# looking to start a tackle box



## gotwake7 (Apr 4, 2008)

Looking to start a tackle box and get a decent combo reel and pole. Do alot of inshore fishing, but do find myself in the gulf from time to time. I just wanted some advise on what i should buy to put in my box. Any help would be great. thanks


----------



## PaleRed (Oct 2, 2007)

I would go with the multi box tackle bag. That way you can load it up with what ever you are fishing for and don't carry all your crap everywhere you go. Plus if your going offshore, you don't want to take any tackle your not planning on using, it will just get rusty quicker. I have mine divided into offshore, inshore, freshwater. Then for those categories, depending on how much tackle you have, you can divide it into jigs, spoon, hooks, weights. Keeps them all seperated and easy to find what you want to use. Hope that helps.


----------



## konz (Oct 1, 2007)

I love threads like these b/c everybod always learns something. If you look in my box right now....you will see half a tackle store! As stated above, i use a multi box bag and seperate all my stuff but most times I bring everything b/c I'd rather have something and not need it then need it and not have it.

Here are a few must haves in my box

1. Various packs of Owner circle hooks (number 4's, 1/0, 3/0, 5/0)

2. Small pack of bream hooks (for catching bait)

3. 20 lb mono leader and 60lb mono leader

4. 27lb single / sevenstrand wire leader

5. assortment of swivels

6. assortment of weights

7. needle nose

8. tape measure (i use the kind that tailors use)

9. knife

10. scale

11. camera

12. poping cork

13. grubs

14. rattle traps

15. jig heads

16. band aids

17. bucktail jigs

18. spoons

19. head lamp

20. spare batteries

That should fill up the box and empty out the wallet........enjoy


----------



## PaleRed (Oct 2, 2007)

Never realized how much stuff I had until I saw how longyour list looked and realized I had it all plus some:doh.....don't tell my wife.


----------



## konz (Oct 1, 2007)

haha, I hear ya......that's just the tip of the ice burg.........believe me there is much more......diving plugs, suspending lures, vast amounts of plastics.....oh man no wander I'm always broke


----------



## Coryphaena (Oct 2, 2007)

I agree- the multi-box tackle bag is great! I also like the tackle binders... they have heavy zip lock bags that you can swap out, and extra bags are pretty cheap too. 

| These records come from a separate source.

PR #693, opened 2022-10-17
DON-532 Introduce Buy Credits Page

alihejazi:


src/app/app-routing.module.ts
```diff
@@ -15,6 +16,10 @@ import { HomeComponent } from './home/home.component';
 import { MetaCampaignComponent } from './meta-campaign/meta-campaign.component';
 
 const routes: Routes = [
+  {
+    path: 'credits',
```
NoelLH, line 20: I think `buy-credits` would be more clear + future proof?

src/app/validators/credit-max.ts
```diff
@@ -0,0 +1,17 @@
+import { AbstractControl } from '@angular/forms';
+
+import { environment } from '../../environments/environment';
+
+export function ValidateCreditMax(control: AbstractControl) {
```
NoelLH, line 5: As both validators are near identical to existing code, it would probably make sense to DRY this up. You could introduce a simple wrapper "thunk" that returns the fn, perhaps also explicitly setting up `ValidatorFn` return values as covered in part of https://blog.angular-university.io/angular-custom-validators/

src/app/identity.service.ts
```diff
@@ -96,6 +96,15 @@ export class IdentityService {
     this.storage.set(this.storageKey, { id, jwt });
   }
 
+  getFundingInstructions(id: string, jwt: string): Observable<any> {
```
NoelLH, line 99: You can use the model instead of `any` now

src/app/buy-credits/buy-credits.component.scss
```diff
@@ -0,0 +1,61 @@
+@use '@angular/material' as mat;
+@import '../../abstract';
+
+#loggedInHeader {
+    background-color: green;
```
NoelLH, line 5: I don't think we should be introducing brand new colours! Can we just use existing visual elements so this is consistent with the rest of the app while we test ahead of the new design?

src/app/buy-credits/buy-credits.component.scss
```diff
@@ -0,0 +1,61 @@
...
+    margin-bottom: 0;
+}
+
+#giftAidOptIn {
+    margin-bottom: 20px;
+}
+
+.error {
+    color: mat.get-color-from-palette($donate-warn);
+    font-size: 1rem; // slightly smaller text
```
NoelLH, line 41: Why?

src/app/buy-credits/buy-credits.component.html
```diff
@@ -0,0 +1,150 @@
...
+                    <div>
+                        <button mat-button (click)="buyCredits()">Purchase Credits</button>
+                    </div>
+                </mat-step>
+            </mat-stepper>
+
+        </form>
+
+        <div *ngIf="isLoading">
+            <div id="loading-text">One moment...</div>
```
NoelLH, line 122: Not sure we need this _and_ a spinner? It's inconsistent with rest of the app

src/app/buy-credits/buy-credits.component.ts
```diff
@@ -0,0 +1,245 @@
...
+
+  isLoggedIn: boolean = false;
+  isLoading: boolean = false;
+  isPurchaseComplete = false;
+  isOptedIntoGiftAid = false;
+  userFullName: string;
+  creditForm: FormGroup;
+  amountsGroup: FormGroup;
+  giftAidGroup: FormGroup;
+  isLinear = true;
```
NoelLH, line 32: Why's this variable?

src/app/buy-credits/buy-credits.component.ts
```diff
@@ -0,0 +1,245 @@
...
+    if (e.value === "yes") {
+      this.isOptedIntoGiftAid = true;
+    }
+    else {
+      this.isOptedIntoGiftAid = false;
+    }
+  }
+
+  showLoginDialog() {
+    const loginDialog = this.dialog.open(DonationStartLoginDialogComponent);
```
NoelLH, line 131: Good that we can reuse this, but I guess if doing so we should rename it + move it up in the app structure to avoid confusion

src/app/buy-credits/buy-credits.component.html
```diff
@@ -0,0 +1,150 @@
...
+                    <p>I confirm that I am a UK tax payer and I understand that if I pay less income tax and/or capital gains tax in the current tax year than the amount of
+                        Gift Aid claimed on all my donations it is my responsibility to pay the difference.</p>
+
+                    <p><strong>Note:</strong>This Gift Aid section is only for claiming Gift Aid on the tip to Big Give. If you wish to claim Gift Aid on the credit amount used for making donations, you may do so when donating
+                    to a charity's campaign.</p>
+
+                    <p><a href="">Find out more about Gift Aid </a></p>
+
+                    <mat-radio-group aria-label="Select an option" (change)="giftAidChoiceSelected($event)">
+                        <mat-radio-button value="yes" [checked]="false">Yes, I want to claim <strong>{{ giftAidAmount() | exactCurrency:'£' }}</strong> Gift Aid on my tip to Big Give, and any additional charitable donations via Big Give from the past 4 years and in the future.</mat-radio-button>
```
NoelLH, line 96: Is there a reason we're not binding directly to true/false as in the donate form?

I think that binding in TS with e.g. `this.giftAidGroup.get('giftAid')?.valueChanges.subscribe(...)` is also a bit safer, because it keeps things agnostic to the cause of a change: any future programmatic updates to the form data would be the same as clicks for example.

src/app/buy-credits/buy-credits.component.html
```diff
@@ -0,0 +1,150 @@
...
+        <div *ngIf="isLoggedIn && isPurchaseComplete">
+            <h2>Purchase complete 🎉🎊</h2>
+            <p>Please bank transfer us the credit amount of {{ creditAmountField?.value | exactCurrency: '£' }} using the following details (keep them safe!):</p>
+            <p><strong>Recipient</strong> {{ accountHolderName }}</p>
+            <p><strong>Sort Code:</strong> {{ sortCode }}</p>
+            <p><strong>Account Number:</strong> {{ accountNumber }}</p>
+
+            <hr>
+
+            <!-- should we keep this copy? -->
```
NoelLH, line 144: I would say not for MVP

src/app/buy-credits/buy-credits.component.html
```diff
@@ -0,0 +1,150 @@
...
+            <p>You must be logged in to purchase donation credits.</p>
+            <button
+                mat-raised-button
+                color="primary"
+                (click)="showLoginDialog()"
+            >Log in</button>
+        </div>
+
+        <div *ngIf="isLoggedIn && isPurchaseComplete">
+            <h2>Purchase complete 🎉🎊</h2>
```
NoelLH, line 136: I'm not sure about this heading – it implies we already have the money somehow.

src/app/buy-credits/buy-credits.component.html
```diff
@@ -0,0 +1,150 @@
...
+                    </div>
+                </mat-step>
+                <mat-step>
+                    <ng-template matStepLabel>Submission</ng-template>
+
+                    <p>By clicking on the 'Purchase Credits' button below, you legally agree to transfer the credit funds via bank transfer to the bank account and sort code
+                        displayed on the next screen. See our <a href="https://www.thebiggive.org.uk/s/terms-and-conditions">Terms and Conditions</a> for more information.
+                    </p>
+
+                    <p>We use <a href="https://stripe.com">Stripe</a> as our payments processor.</p>
```
NoelLH, line 111: New tab?

src/app/buy-credits/buy-credits.component.html
```diff
@@ -0,0 +1,150 @@
...
+                    <p *ngIf="
+                        creditAmountField?.value &&
+                        !creditAmountField?.errors &&
+                        !creditAmountField?.invalid &&
+                        !(customTip() && !customTipAmountField?.value) &&
+                        !customTipAmountField?.errors &&
+                        !customTipAmountField?.invalid
+                    "><strong>{{ calculatedTipAmount() | exactCurrency:'£' }}</strong> donation (tip) to support Big Give
+                        <span *ngIf="calculatedTipAmount() > 0">💗</span> <!-- display heart emoji if tip > £0 -->
+                        <span *ngIf="calculatedTipAmount() === 0 && customTip() && customTipAmountField?.value">😢</span> <!-- display sad emoji if custom tip amount set to £0 -->
```
NoelLH, line 60: I'm not sure it's a good idea to be hitting big corporate donors with a sad face emoji!

src/app/buy-credits/buy-credits.component.html
```diff
@@ -0,0 +1,150 @@
...
+        <form *ngIf="isLoggedIn && !isLoading && !isPurchaseComplete" [formGroup]="creditForm">
+            <mat-stepper orientation="vertical" [linear]="isLinear" #stepper>
+                <mat-step
+                    [completed]="false"
+                    formGroupName="amounts"
+                    [stepControl]="amountsGroup"
+                >
+                    <ng-template matStepLabel>Your Donation Credits</ng-template>
+                    <mat-form-field  class="form-field b-center size-lg" hideRequiredMarker>
+                        <mat-label>Credit amount (£)</mat-label>
```
NoelLH, line 17: Any reason not to make this a public class var? We pretty much eliminated currency hard-coding in templates across the whole app, at some length, so it seems a shame to bring it back.

src/app/buy-credits/buy-credits.component.ts
```diff
@@ -0,0 +1,245 @@
...
+    if (!unsanitisedCreditAmount) {
+      return 0;
+    }
+
+    if (this.customTip()) {
+      const unsanitisedCustomTipAmount = this.amountsGroup.value.customTipAmount;
+      if (unsanitisedCustomTipAmount) {
+        return this.sanitiseCurrency(unsanitisedCustomTipAmount)
+      }
+      else {
```
NoelLH, line 196: I think we can make this more readable by losing this "else", and the next one. `return` handles it and allows for less nesting + cognitive load.

NoelLH (commented):
Coming along well!

I've left some comments inline. We'll also need the test for the new component mounting to pass.

src/app/buy-credits/buy-credits.component.html
alihejazi: Wdym?

src/app/buy-credits/buy-credits.component.scss
alihejazi: So get rid of the logged in header altogether?

src/app/buy-credits/buy-credits.component.scss
alihejazi: It looks nicer imo, otherwise it's the same size as the normal text.

src/app/buy-credits/buy-credits.component.html
alihejazi: Oh nvm, I get you. Added target _blank

src/app/validators/credit-max.ts
alihejazi: Good you reminded me I actually don't need the `ValidateCreditMin` validator because I directly use `Validators.min(0)` instead. So I'll delete `ValidateCreditMin` and keep `ValidateCreditMax` as is.

src/app/buy-credits/buy-credits.component.scss
alihejazi: I think it's fine to keep it, looks good imo.

src/app/validators/credit-max.ts
alihejazi: Nice suggestion, done.

src/app/buy-credits/buy-credits.component.scss
NoelLH: Nice – yep I think giving it an element (until we have a new header component) makes sense – I just didn't want to introduce a mix and match of colour palettes that could muddy the rebrand launch.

Stuff I always have with me: couple of sabiki rigs, couple of spools of flourocarbon leader (I like to keep 20, 30, and 50 pound Yo Zuri at all times), 2 sizes of barrel swivels, couple of small bucktailjigs, a pair of nail clippers to trim line, several sizes of Owner circle hooks (1/0, 3/0, 5/0 at least), a pack of Gulps (cut up and tip sabikis if necessary), a knife, and a pair of pliers. I keep weights in a separate container- 1 or 2 pyramid weights in an ounce or less (for the sabikis), and some egg sinkers from a quarter ounce up to 2 oz. These are the necessities (other than my licenses and a measuring tape), not a massive investment, and I cancatch something whether I'm in an estuary or a couple miles out in the Gulf....... 

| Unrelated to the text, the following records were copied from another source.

PR #694, opened 2022-10-17
DON-535 reset captcha before re-executing

alihejazi:


NoelLH (commented):
@alihejazi Nice, this looks promising! I think the one remaining place we should probably be considering the same improvement for edge case handling is `DonationStartLoginDialogComponent.login()`, since this too is a user-invoked fn which could easily happen > 1 minute apart twice on a page load.

I believe that in `donation-complete` where the password set login success and autologin should only be able to occur once per pageload, it is safe not to add this.

NoelLH (approved):

PR #1136, opened 2023-05-30
DON-778 – improve donation maximum validation message

NoelLH:
Give donors with funds a more helpful error


bdsl (commented):
Looks good but we probably need to make the same change in the old version of this page too.

bdsl (approved):
LGTM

All the rest of the "goodies"- soft plastics, Stretches, various jigs, other sizes of hooks and leader materials, etc- get added to the above mix based on situation.

Good luck to you!


----------



## skullworks (Oct 2, 2007)

A qualude and some cutting pliers in case you hook yourself! :letsdrink



No...seriously I like all the ideas and this is a great post like everyone said!


----------



## Austin (Sep 30, 2007)

I have narrowed my equipment down to what i know works. I fit it all in a backpack for the ultimate portability. I usually fish inshore, but when i go offshore it takes a split second to exchange tackle boxes in the bag. Just make sure you have plenty of leader,hooks,weights, pliers, leader, a towel, a stringer (to mark ur fish or string when wading), SUNSCREEN, a spare spool or extra line (you never know). Plastic zip-lock bags for wallet,cell phone, etc. and anything else you can think of!


----------



## Wharf Rat (Sep 27, 2007)

> *konz (4/4/2008)*haha, I hear ya......that's just the tip of the ice burg.........believe me there is much more......diving plugs, suspending lures, vast amounts of plastics.....oh man no wander I'm always broke




I don't know whether to cry or smile when I stand back and look at all the tackle I've got...more rods and reels than I can fish with. 3 different tackle bag setups. One is a multi-box bag that pretty much has anything you need for inshore and near-shore. Another bag that I put my inshore stuff in and out of depending on what I plan on targeting and how I plan on fishing that day and then a bag just for surf fishing.



And I still need to learn how to freaking fish!! :banghead


----------



## PaleRed (Oct 2, 2007)

Just remembered one that killed me the other day, BUG SPRAY! Had to leave a school of redfish to go and get some the gnats were so bad:banghead.....stupid


----------



## xlr8 (Oct 11, 2007)

Check this thread out:

http://pensacolafishingforum.com/fishingforum/FindPost11294.aspx

These responses really helped me out a lot also. I've almost got my tackle box ready for our trip . . . been trying to catch the sales at Bass Pro and Cabela's so the wallet isn't too empty.


----------



## legalhookin (Oct 4, 2007)

dont do it you will be broke forever!!!!, heres a tip a old guy shared with me and worked for me, use dryer sheets for masketo repelant. just rub them all over your skin, something with the fabric softer. great if you got kids and dont like hoseing them down with poison. hope it helps. if you want to fill your box it will determine what you want to fish for. inshore like reds specks ect the money pit is limitless.. but a spook or popper for the top and gulp on a jig head will cover most those popping corks are great too look crazy but work good. fishing a pier or near shore on the gulf side, some pomp jigs, gotcha jigs and a straw/bubble rig will deliever reliably. if you got kids i rig my 4yr old with a 1 oz egg sinker 1 ft leader and a #8 circle hook. tiny enough to catch pinfish but doesn't gut hook anything since its a circle.(funny watching giant white trout and just legal red snapper with that tiny hook!!) I call it my "no fish left behind" program!! and daddys got botha bait man and maybe dinner too. good luck


----------



## Private Pilot (Oct 3, 2007)

I like the tackle binder too. It can hold all your bottom fishing rigs and it can hold many supplies, like pliers and knives. If your just doing an inshore trip, you can put what you need in the binder. That way you dont have to bring along the heavy offshore tackle box. 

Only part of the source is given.